▸ **Work task**:
Below are several records. Retype exactly those lines running from the one with "PR #449, opened 2023-10-23" through the one with "(diff shortened: 1 of 6 files shown)", end lines included, and no others.

▸ **Material for the task**:
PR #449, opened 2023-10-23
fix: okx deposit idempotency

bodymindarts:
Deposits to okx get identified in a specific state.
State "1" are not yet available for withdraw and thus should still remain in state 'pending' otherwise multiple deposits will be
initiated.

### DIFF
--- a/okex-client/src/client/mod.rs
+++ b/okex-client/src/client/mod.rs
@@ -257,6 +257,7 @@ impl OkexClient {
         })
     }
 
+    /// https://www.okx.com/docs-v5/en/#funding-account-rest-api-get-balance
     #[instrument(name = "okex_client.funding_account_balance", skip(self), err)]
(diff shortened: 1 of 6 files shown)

--

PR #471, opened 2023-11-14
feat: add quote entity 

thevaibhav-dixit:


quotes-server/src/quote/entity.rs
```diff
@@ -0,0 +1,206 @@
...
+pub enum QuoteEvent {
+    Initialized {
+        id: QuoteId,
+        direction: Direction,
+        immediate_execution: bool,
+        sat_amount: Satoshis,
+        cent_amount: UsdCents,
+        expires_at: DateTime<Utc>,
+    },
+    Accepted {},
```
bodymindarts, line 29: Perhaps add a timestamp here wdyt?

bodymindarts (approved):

* * *

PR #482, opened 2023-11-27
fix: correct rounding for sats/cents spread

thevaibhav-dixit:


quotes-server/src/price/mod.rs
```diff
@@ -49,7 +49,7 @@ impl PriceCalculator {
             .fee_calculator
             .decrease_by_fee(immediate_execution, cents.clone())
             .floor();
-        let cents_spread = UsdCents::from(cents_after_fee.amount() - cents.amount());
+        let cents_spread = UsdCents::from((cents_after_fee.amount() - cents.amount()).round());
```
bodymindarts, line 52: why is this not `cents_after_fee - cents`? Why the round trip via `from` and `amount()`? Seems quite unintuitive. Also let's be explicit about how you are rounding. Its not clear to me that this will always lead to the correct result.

▸ **Answer below**:
PR #449, opened 2023-10-23
fix: okx deposit idempotency

bodymindarts:
Deposits to okx get identified in a specific state.
State "1" are not yet available for withdraw and thus should still remain in state 'pending' otherwise multiple deposits will be
initiated.

### DIFF
--- a/okex-client/src/client/mod.rs
+++ b/okex-client/src/client/mod.rs
@@ -257,6 +257,7 @@ impl OkexClient {
         })
     }
 
+    /// https://www.okx.com/docs-v5/en/#funding-account-rest-api-get-balance
     #[instrument(name = "okex_client.funding_account_balance", skip(self), err)]
(diff shortened: 1 of 6 files shown)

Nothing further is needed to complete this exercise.